Figures 13 and 14 illustrate additional embodiments of the present disclosure. The previous figure shows a sucker-rod guide section, two sucker-rod guide sections are spliced together to form a sucker-rod guide, which is attached to the sucker-rod by mechanical fasteners or adhesive. rice field. In the embodiment of Figures 13 and 14, the sucker rod guide is formed as a single integral piece around the sucker rod. This is done, for example, by injection molding a sucker rod guide around the sucker rod. These two figures are for sucker rod guides, but the discussion also applies to sucker rod guide sections as well.

FIG. 13 is a plan view of a sucker rod guide assembly 600 according to the present disclosure, similar to that of FIG. The sucker rod guide assembly includes a sucker rod 610 and a sucker rod guide 620 formed around the sucker rod. Sucker rod guide body 630 has an exterior surface 632 . Four grooves 640 are shown on the outer surface and extend longitudinally between the two ends of the sucker rod body.

Here, the sucker rod guide is formed by direct molding of the sucker rod guide onto the sucker rod. This can be done by placing a sucker rod into a mold, which defines the shape of the sucker rod guide. The sucker rod is fixed in place with respect to the mold. A mixture of materials is then used to form the sucker rod guides. The mixture is injected into the mold in a liquid state. After injection, the mold is rotated about the longitudinal axis of the sucker rod. Rotation can be at speeds up to 500 revolutions per minute (rpm) = 10,000 rpm. For the sake of clarity, note that the sucker rod rotates with the mold so that as the resin solidifies, the mixture hardens on the sucker rod.

A composite can also be considered a composite, containing (A) a copper alloy powder and (B) a non-copper alloy material. Examples of non-copper alloy materials include (1) polymeric resins such as those described above, and (2) a second metal or metal alloy that is different from the copper alloy used to make the powder. The second metal or metal alloy should have a lower density and a lower melting temperature than the copper alloy powder, so the copper alloy powder can form the outer surface of the sucker rod guide. Suitable metals or metal alloys may include aluminum or zinc, or potentially brass or bronze alloys.

Since the copper alloy powder is denser than the non-copper alloy material, the rotation preferentially moves the copper alloy powder away from the sucker rod and towards the outer surface of the sucker rod guide itself. Thus, within the non-copper alloy material, there may be a concentration gradient of copper alloy powder, with the lowest concentration of powder on the inner diameter (adjacent to the sucker rod) and the highest concentration of powder on the outer surface of the sucker rod guide. Accompany. The slope between the inner diameter and the outer surface can be varied as desired, depending on the speed and time of rotation as well as other factors.

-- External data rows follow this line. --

PR #1380, opened 2019-02-14
Fix undefined shift in WASM disassembler

catenacyber:
Found by oss-fuzz
https://bugs.chromium.org/p/oss-fuzz/issues/detail?id=12956


aquynh:
merged, thanks!

PR #1381, opened 2019-02-14
Avoid overflow in SStream.c

catenacyber:
Found by oss-fuzz
https://bugs.chromium.org/p/oss-fuzz/issues/detail?id=12988

vsnprintf may return more characters than the buffer size
So we must check for overflow...
Finally WASM has made up a disassembly more than 512 characters long...

### DIFF
--- a/SStream.c
+++ b/SStream.c
@@ -45,6 +45,9 @@ void SStream_concat(SStream *ss, const char *fmt, ...)
 	va_list ap;
 	int ret;
 
+	if (ss->index >= sizeof(ss->buffer)) {
+		return;
+	}
 	va_start(ap, fmt);
 	ret = cs_vsnprintf(ss->buffer + ss->index, sizeof(ss->buffer) - (ss->index + 1), fmt, ap);
 	va_end(ap);


aquynh:
merged, thanks!

i still think it is a good idea to keep it this way, so we can catch similar bugs ;-)

catenacyber:
So, should we `abort` rather than return ?
see discussion in #1372 about changing how WASM handles this "switch" jump table

aquynh:
but this is a framework, not a program, so we should report error, but never abort.

actually by doing this return, we just silence the bug, which may not be a good idea.

catenacyber:
Indeed, so how should we report the bug ?
We can replace the start of the buffer with some string such as `invalid`... What do you think ?

aquynh:
No, i think this is the wrong place to catch/report bugs, but we should detect invalid input long before we reach this function. This works well for all architectures, so this arch should not be an exception.

catenacyber:
This input is not invalid...
I am more and more convinced that solution to #1372 is not to list every target of the switch...

PR #1382, opened 2019-02-15
Multiply signed integer instead of left shift

catenacyber:
Found by oss-fuzz
https://bugs.chromium.org/p/oss-fuzz/issues/detail?id=12962

Left shift of a signed value is undefined behavior.
Other solution would be casting to a `uint32_t`


aquynh:
@fotisl, i will just merge this simple fix.

merged, thanks!

PR #1383, opened 2019-02-15
Updates test_corpus to support new examples

catenacyber:
Oss-fuzz could not build the latest capstone because it could not build the corpus with new examples in cs test files such as `// 0xd2,0xfa,0x13,0xf1 = qsub16 r1, r2, r3`


aquynh:
merged, thanks!

PR #1384, opened 2019-02-15
Fixes more undefined left shift of negative values

catenacyber:
There were more to do from #1382


aquynh:
merged, thanks!

cc @fotisl

PR #1385, opened 2019-02-16
Fix skipdata struct being destroyed

### LINKED ISSUE #1316: Python: skipdata_setup does not accept None for callback

MarSoft:
This leads to stable segfault on Mac.
Did not notice any issues on Linux but they still can happen.
This should finally fix #1316.

### DIFF
--- a/bindings/python/capstone/__init__.py
+++ b/bindings/python/capstone/__init__.py
@@ -834,6 +834,9 @@ class Cs(object):
         # default mnemonic for SKIPDATA
         self._skipdata_mnem = ".byte"
         self._skipdata_cb = (None, None)
+        # store reference to option object to avoid it being freed
+        # because C code uses it by reference
+        self._skipdata_opt = _cs_opt_skipdata()
         self._skipdata = False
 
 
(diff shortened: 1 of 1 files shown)


aquynh:
nice work, merged, thanks!

PR #1390, opened 2019-02-18
Fix typos of MOS65XX

david942j:
copy-and-paste bugs. 
These typos cause no real bugs since those enum/union types are equivalent.


aquynh:
merged, thanks!

cc @s-macke.

s-macke:
Thanks for fixing these typos.

PR #1391, opened 2019-02-18
wasm: fix misordering in cs.c

david942j:
wasm should lay behind mos65xx (otherwise `cs_arch_disallowed_mode_mask` and `cs_arch_option` have wrong value)

also adds `suite/capstone_get_setup.c` to HACK.TXT

### DIFF
--- a/HACK.TXT
+++ b/HACK.TXT
@@ -86,6 +86,7 @@ Tests:
 - tests/test_iter.c
 - tests/test_newarch.c
 - suite/fuzz/fuzz_disasm.c: add the architecture and its modes to the list of fuzzed platforms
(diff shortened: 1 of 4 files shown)


aquynh:
Is this a bug in cs.c?

david942j:
This should be a bug since
- `cs_arch_option` points to wrong function, but thanks to  god the `WASM_option` and `MOS65XX_option` have exactly same implementation.
- `cs_arch_disallowed_mode_mask` has wrong values, mos65xx is not able to use big-endian.

aquynh:
merged, thanks!

the testsuite under suite/cstest should be updated to detect this kind of issues.

PR #1393, opened 2019-02-19
respect libsuffix in pkgconfig

blshkv:
discovered in https://bugs.gentoo.org/677946


aquynh:
is it better to just use INSTALL_LIB_DIR?

blshkv:
I have pushed a better patch. Basically, the entire lib64 detection was not working on x86 and it was installing it into lib64 on x86 anyway.

I have included the standard GNUInstallDirs which provides all default dirs, you might want to review and remove INSTALL_LIB_DIR altogether.

aquynh:
looks nice, please go ahead replacing all INSTALL_LIB_DIR.

aquynh:
merged, thanks!

PR #1590, opened 2020-02-21
Add CIFuzz action

Leo-Neat:
OSS-Fuzz was wondering if capstone would use CIFuzz, a new feature being rolled out 
in OSS-Fuzz. It allows for pull requests to be fuzzed in CI using fuzz targets enabled 
in OSS-Fuzz. Documentation for this feature can be found [here](https://google.github.io/oss-fuzz/getting-started/continuous-integration/). 
Let us know if you have any questions!


aquynh:
merged, thanks!

PR #1594, opened 2020-03-04
Enable the RISCVC mode

garrettgu10:
Right now, it seems like the CS_MODE_RISCVC mode is not used anywhere in the RISCV backend. We should enable or disable the compressed instructions based on whether or not the CS_MODE_RISCVC mode is specified.

### DIFF
--- a/arch/RISCV/RISCVDisassembler.c
+++ b/arch/RISCV/RISCVDisassembler.c
@@ -37,19 +37,21 @@
 
 /* When we specify the RISCV64 mode, It means It is RV64IMAFD.
   Similar, RISCV32 means RV32IMAFD.
+  When the RISCVC mode is also specified, we should enable the compression feature
 */
 static uint64_t getFeatureBits(int mode) 
 {
-	if (mode == CS_MODE_RISCV32)
-		// return b11110
+	if (mode & CS_MODE_RISCV32)
+		// return b111010, with 2nd bit reflecting C
 		return RISCV_FeatureStdExtM | RISCV_FeatureStdExtA |
-		       RISCV_FeatureStdExtF | RISCV_FeatureStdExtD ;
+		       RISCV_FeatureStdExtF | RISCV_FeatureStdExtD |
+		       (mode & CS_MODE_RISCVC ? RISCV_FeatureStdExtC: 0l) ;
 	else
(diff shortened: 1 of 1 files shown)


garrettgu10:
Based on the way the library is currently written, it will assume that the binary contains no compressed instructions, which is true if the binary was written for a vanilla version of RISCV with no extensions, but support for the C (compression) extension is pretty common.

There is a `CS_MODE_RISCVC` bit mask, which I assume is meant to be used in the following manner:
```CS_MODE_RISCV64 | CS_MODE_RISCVC```

However, the current version seems to completely ignore the CS_MODE_RISCVC value, and the back end just completely ignores it. 

This pull request (I believe it's failing because of the base branch) will allow the above syntax to enable the C feature bit.

**Comment by garrettgu10** [comment]
@tmfink @fanfuqiang 

Can you please review this? Thank you!

File: arch/RISCV/RISCVDisassembler.c [hunk 1]
```diff
@@ -37,19 +37,21 @@
...
+		       (mode & CS_MODE_RISCVC ? RISCV_FeatureStdExtC: 0l) ;
 	else
-		
-		// CS_MODE_RISCV64, return b11111
+		// CS_MODE_RISCV64, return b111011, with 2nd bit reflecting C
 		return RISCV_Feature64Bit   | RISCV_FeatureStdExtM | 
 		       RISCV_FeatureStdExtA | RISCV_FeatureStdExtF | 
-		       RISCV_FeatureStdExtD ;
+		       RISCV_FeatureStdExtD |
+		       (mode & CS_MODE_RISCVC ? RISCV_FeatureStdExtC: 0l) ;
```
rth7680, line 54: I think it would be cleaner to not try to put everything on one line.  E.g.
```
    uint64_t ret = M | A | F | D;
    if (mode & CS_MODE_RISCV64)
        ret |= 64Bit;
    if (mode & CD_MODE_RISCVC)
        ret |= C;
    return ret;
```

aquynh:
can you look at https://github.com/aquynh/capstone/pull/1682? if that is merged, this PR is not necessary anymore.

aquynh:
close this since we merged the other one, thanks!

PR #1599, opened 2020-03-08
Add Ruby binding by david942j

david942j:
Add my fork of Crabstone (Ruby binding of Capstone) to bindings/README, which supports both Capstone 3 & 4.


aquynh:
merged, thanks!

PR #1600, opened 2020-03-13
fix bug in displacement offset

aeflores:
This solves https://github.com/aquynh/capstone/issues/1560

The removed line was making Line 1402 effectively dead code.


aeflores:
@aquynh can I get some feedback on this?

aquynh:
merged, thanks!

In particular, a thin layer 634 can be formed on the outer surface of the sucker rod guide, which contains a large amount of copper alloy powder. The density of this layer or "cortex" may be at least 0.18 pounds per ^cubic inch and may be as high as 0.2 pounds per inch3. By comparison, polymer resins typically have densities of about 0.03 lbs/inch ³ to about 0.08 lbs/inch ³ , while copper alloy powders generally have densities several orders of magnitude higher. For example, the Cu-15Ni-8Sn alloy supplied under the trade name ToughMet®3 and described above has a density of 0.325 lbs/ ^inch3 .

The blend of (A) copper alloy powder and (B) non-copper alloy material comprises from about 20% to about 70% by weight copper alloy powder and from about 30% to about 80% by weight non-copper alloy material. may contain. In particular, in some embodiments the non-copper alloy material is contemplated to be a polymeric resin.

If desired, additives can be added to the composite, but they should be selected so as not to significantly adversely affect the desired properties of the sucker rod guide. Such additives may include, for example, impact modifiers, UV stabilizers, heat stabilizers, lubricants, or antioxidants. Additives are generally added at no more than 5% by weight of the mixture.

Copper alloy powders can be formed via mechanical, chemical, and electrochemical processes, or any combination of at least two of these types of processes. Non-limiting examples of mechanical processes include milling, grinding, and powdering. Pulverization refers to mechanical disintegration of the melt. In some embodiments, powdering is performed using high pressure water or gas. Powdering may be centrifugal powdering, vacuum powdering, or ultrasonic powdering. Non-limiting examples of chemical processes include precipitation from solution. Precipitation methods may include precipitation of the alloy from the leachate (eg, via diffusional infiltration, electrolytic, or chemical reduction). Alloy/composite powders may be produced by co-precipitation and/or sequential precipitation of different metals. A non-limiting example of an electrochemical process may deposit metal (eg, as a powdery deposit or as a smooth, dense, and brittle deposit) on the cathode followed by milling. Electrolyser conditions may be controlled to achieve the desired particle shape and size.

The copper alloy powder may have a particle size from about 2 micrometers diameter to about 500 micrometers diameter. In certain embodiments, the powder material may be from about 2 micrometers to about 90 micrometers in diameter, with at least 50 volume percent of the particles having a diameter of less than 80 micrometers. In some more specific embodiments, the powder may be from about 2 micrometers to about 90 micrometers in diameter, and at least 85 volume percent of the particles have diameters less than 80 micrometers. In other desirable embodiments, the particles have diameters from about 5 micrometers to about 100 micrometers. Alternatively, the powder particles can be passed through 220 mesh.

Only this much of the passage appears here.